What will the Affordable Care Act be called in five years? Not Obamacare, according to the man whose name it carries.
"First of all, in five years it will no longer be called Obamacare, because when something is working, they’re definitely not going to — there will be a whole renaming process similar to National," Obama said at a Democratic Congressional Campaign Committee fundraiser in Maryland Monday night, according to The Washington Post.
"I don’t know if it will be 'Reagancare,' but it will definitely be — it will be something different."
Obama was referring to Reagan National Airport across the Potomac River in Arlington, Va., which was previously called Washington National Airport before having its name changed in 1998.
The Obama administration remained firm on calling the healthcare law by its real name, the Affordable Care Act, despite critics sticking the "Obamacare" label on it. But after a while, as more and more people began referring to the law by its unofficial name, the White House embraced the term and tried to use it to its advantage.
In 2012, two years after it was passed, Obama's campaign staff tweeted about the law from the president's handle and used its adopted name:
Another tweet appeared on the account later that day:
A week before the tweets appeared, Obama himself referred to the law by its "other" name.
"Change is, yes, healthcare reform," Obama said at a fundraiser, according to ABC News.
"You want to call it Obamacare — that’s OK, because I do care.
"That’s why we passed it. That is why we passed it — because I care about folks who were going bankrupt because they were getting sick.
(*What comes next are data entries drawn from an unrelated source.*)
PR #475, opened 2020-10-01
Fix missing translations

Tbaut:
Also removes a seemingly unused component.


packages/extension/public/locales/en/translation.json
```diff
@@ -97,5 +97,6 @@
   "Understood, let me continue": "",
   "You currently don't have any accounts. Create your first account to get started.": "",
   "Please write down your wallet's mnemonic seed and keep it in a safe place. The mnemonic can be used to restore your wallet. Keep it carefully to not lose your assets.": "",
-  "You are exporting your account. Keep it safe and don't share it with anyone.": ""
+  "You are exporting your account. Keep it safe and don't share it with anyone.": "",
+  "Create an account:": ""
```
Tbaut, line 101: I don't really understand this. I tried removing it and running `yarn build:i18n` again, and it actually ended up acting even more weird, by deleting many valid entries. Could it be something wrong with the scanner config? I'll see what I can do.

jacogr (approved):
Brilliant!

packages/extension/public/locales/en/translation.json
jacogr: There should be an unused/duplicate check. I could have mucked up when I copied from apps, sadly I did it in 5 minutes batches all the way though.

Tbaut: ok I'll try to dig deeper because this is truly weird. There's no "Create an account:" in the code, there's a very similar one, without the colon at the end, and it's in the list already.

Tbaut: The problem comms from the `<string>` in `t<string>(...` because the scanner has no transform similar to https://github.com/polkadot-js/apps/blob/master/i18next-scanner.config.js#L10

I don't know exactly what this `<string>` helped for, and would be for removing it in the extension if that can make our life easier.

And I care about children who have preexisting conditions and their families couldn't get them any kind of insurance. And so now we've got reforms that will ensure that in this great country of ours you won't have to mortgage your house just because you get sick."
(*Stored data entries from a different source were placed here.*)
PR #481, opened 2020-10-06
Groupe accounts by network and sort by name, path, creation date

### LINKED ISSUE #474: Better sorting, not only by created
Sorting in the extension also affects the exports, i.e. it is exported in the order displayed. However the current sorting inside the app is done on parent and then on creation only. My suggestion (open for adaptation) would be -

- top-level based on name - when same use creation timestamp
- derived accounts, based on actual name - when same, use path

Certainly would make my own life much easier.

Tbaut:
closes #474 

compare

### DIFF
--- a/packages/extension-ui/src/util/buildHierarchy.ts
+++ b/packages/extension-ui/src/util/buildHierarchy.ts
@@ -3,13 +3,15 @@
 
 import { AccountJson, AccountWithChildren } from '@polkadot/extension-base/background/types';
 
+import getNetworkMap from './getNetworkMap';
+
 type ChildFilter = (account: AccountJson) => AccountWithChildren;
 
 function compareByCreationTime (a: AccountJson, b: AccountJson): number {
   return (a.whenCreated || Infinity) - (b.whenCreated || Infinity);
 }
 
-function compareByString (a?: string, b?: string): number {
+function compareByString (a?: string | null, b?: string | null): number {
   const nameA = a?.toUpperCase() || '';
   const nameB = b?.toUpperCase() || '';
 
@@ -33,7 +35,19 @@ function compareByPath (a: AccountJson, b: AccountJson): number {
   return compareByString(a.suri, b.suri);
 }
 
+function compareByNetwork (a: AccountJson, b: AccountJson): number {
+  const networkMap = getNetworkMap();
+  const networkA = networkMap.get(a?.genesisHash || '');
+  const networkB = networkMap.get(b?.genesisHash || '');
+
+  return compareByString(networkA, networkB);
+}
+
 function compareByNameThenCreation (a: AccountJson, b: AccountJson): number {
+  if (a.genesisHash !== b.genesisHash) {
+    return 0;
+  }
+
   const res = compareByName(a, b);
 
   return res === 0 ? compareByCreationTime(a, b) : res;
@@ -67,5 +81,6 @@ export function buildHierarchy (accounts: AccountJson[]): AccountWithChildren[] 
       !accounts.some(({ address }) => parentAddress === address)
     )
     .map(accountWithChildren(accounts))
+    .sort(compareByNetwork)
     .sort(compareByNameThenCreation);
 }
--- a/packages/extension-ui/src/util/buildHierarchy.ts
+++ b/packages/extension-ui/src/util/buildHierarchy.ts
@@ -9,12 +9,28 @@ function compareByCreationTime (a: AccountJson, b: AccountJson): number {
   return (a.whenCreated || Infinity) - (b.whenCreated || Infinity);
 }
 
+function compareByNameThenTimestamp (a: AccountJson, b: AccountJson): number {
+  const nameA = a?.name?.toUpperCase() || '';
+  const nameB = b?.name?.toUpperCase() || '';
+
+  if (nameA < nameB) {
+    return -1;
+  }
+
+  if (nameA > nameB) {
+    return 1;
+  }
+
+  // names are equal, compare by timestamp
+  return compareByCreationTime(a, b);
+}
+
 export function accountWithChildren (accounts: AccountJson[]): ChildFilter {
   return (account: AccountJson): AccountWithChildren => {
     const children = accounts
       .filter(({ parentAddress }) => account.address === parentAddress)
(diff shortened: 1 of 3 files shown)


Tbaut:
Forgot the sorting by path for children, adding it now.

Tbaut:
Actually, since users can't derive freely, deriving by path or by creation date doesn't change anything since the UI obliges to go in order. I still implemented it to be future proof in case we want to let the user free to decide the derivation paths.

jacogr:
In you example above, we may want to sort by chain first before anything else.

Tbaut:
With some more tests and chain grouping now.
network

packages/extension-ui/src/util/buildHierarchy.ts
```diff
@@ -3,18 +3,70 @@
...
+function compareByNameThenCreation (a: AccountJson, b: AccountJson): number {
+  // This comparison happens after an initial sorting by network.
+  // if the 2 accounts are from different networks, don't touch their order
+  if (a.genesisHash !== b.genesisHash) {
+    return 0;
+  }
+
+  const res = compareByName(a, b);
+
+  return res === 0 ? compareByCreationTime(a, b) : res;
```
jacogr, line 55: Should move this into path since it gets done last.

packages/extension-ui/src/util/buildHierarchy.ts
```diff
@@ -3,18 +3,70 @@
...
 
 function compareByCreationTime (a: AccountJson, b: AccountJson): number {
   return (a.whenCreated || Infinity) - (b.whenCreated || Infinity);
 }
 
+function compareByString (a?: string | null, b?: string | null): number {
+  const nameA = a?.toUpperCase() || '';
+  const nameB = b?.toUpperCase() || '';
+
+  if (nameA < nameB) {
```
jacogr, line 18: `nameA.localeCompare(nameB)`?

packages/extension-ui/src/util/buildHierarchy.ts
```diff
@@ -3,18 +3,70 @@
...
+  if (nameA > nameB) {
+    return 1;
+  }
+
+  // names are equal
+  return 0;
+}
+
+function compareByName (a: AccountJson, b: AccountJson): number {
+  return compareByString(a.name, b.name);
```
jacogr, line 31: Can actually just move the localCompare in here.

packages/extension-ui/src/util/buildHierarchy.ts
Tbaut: thanks, didn't know about this one.

packages/extension-ui/src/util/buildHierarchy.ts
Tbaut: Yes, if we want to apply the same type of comparison Name > Path > Creation for each. I had Name > Creation for root and Name > Path for children (no Creation). Will change that then.

packages/extension-ui/src/util/buildHierarchy.ts
```diff
@@ -3,18 +3,60 @@
...
+function compareByNameThenPathThenCreation (a: AccountJson, b: AccountJson): number {
+  // This comparison happens after an initial sorting by network.
+  // if the 2 accounts are from different networks, don't touch their order
+  if (a.genesisHash !== b.genesisHash) {
+    return 0;
+  }
+
+  const res = compareByName(a, b);
+
+  return res === 0 ? compareByPathThenCreation(a, b) : res;
```
jacogr, line 51:
```suggestion
  return compareByName(a, b) || compareByPathThenCreation(a, b);
```

packages/extension-ui/src/util/buildHierarchy.ts
```diff
@@ -3,18 +3,60 @@
...
+  const networkA = networkMap.get(a?.genesisHash || '') || '';
+  const networkB = networkMap.get(b?.genesisHash || '') || '';
+
+  return networkA.localeCompare(networkB);
+}
+
+function compareByPathThenCreation (a: AccountJson, b: AccountJson): number {
+  const res = compareByPath(a, b);
+
+  return res === 0 ? compareByCreation(a, b) : res;
```
jacogr, line 39:
```suggestion
  return compareByPath(a, b) || compareByCreation(a, b);
```

jacogr (approved):
lgtm, 2 small comments that may help or may hinder.

packages/extension-ui/src/util/buildHierarchy.ts
Tbaut: I'll add a comment just to make it clear since I find this quite hard to understand at first glance.

packages/extension-ui/src/util/buildHierarchy.ts
```diff
@@ -3,18 +3,56 @@
...
+}
+
+function compareByNameThenPathThenCreation (a: AccountJson, b: AccountJson): number {
+  // This comparison happens after an initial sorting by network.
+  // if the 2 accounts are from different networks, don't touch their order
+  if (a.genesisHash !== b.genesisHash) {
+    return 0;
+  }
+
+  return compareByName(a, b) || compareByPathThenCreation(a, b);
```
Tbaut, line 47:
```suggestion
  // if the names are equal, compare by path then creation time
  return compareByName(a, b) || compareByPathThenCreation(a, b);
```

packages/extension-ui/src/util/buildHierarchy.ts
```diff
@@ -3,18 +3,56 @@
...
+function compareByNetwork (a: AccountJson, b: AccountJson): number {
+  const networkMap = getNetworkMap();
+  const networkA = networkMap.get(a?.genesisHash || '') || '';
+  const networkB = networkMap.get(b?.genesisHash || '') || '';
+
+  return networkA.localeCompare(networkB);
+}
+
+function compareByPathThenCreation (a: AccountJson, b: AccountJson): number {
+  return compareByPath(a, b) || compareByCreation(a, b);
```
Tbaut, line 37:
```suggestion
  // if the paths are equal, compare by creation time
  return compareByPath(a, b) || compareByCreation(a, b);
```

"On Obamacare, Republicans spent hundreds of millions branding Obamacare as a negative, and we believe we can turn that to our advantage," Obama campaign spokesperson Stephanie Cutter told The Post in 2012.
"The term is incredibly popular with the president's supporters, who will fight to the end to defend the law after 70 years of work to pass health reform."
A CNN poll last year
showed that people were more likely to oppose the healthcare law when they were asked whether or not they supported "Obamacare." When the phrasing was changed to "Affordable Care Act" for a different survey group, less people were opposed to it.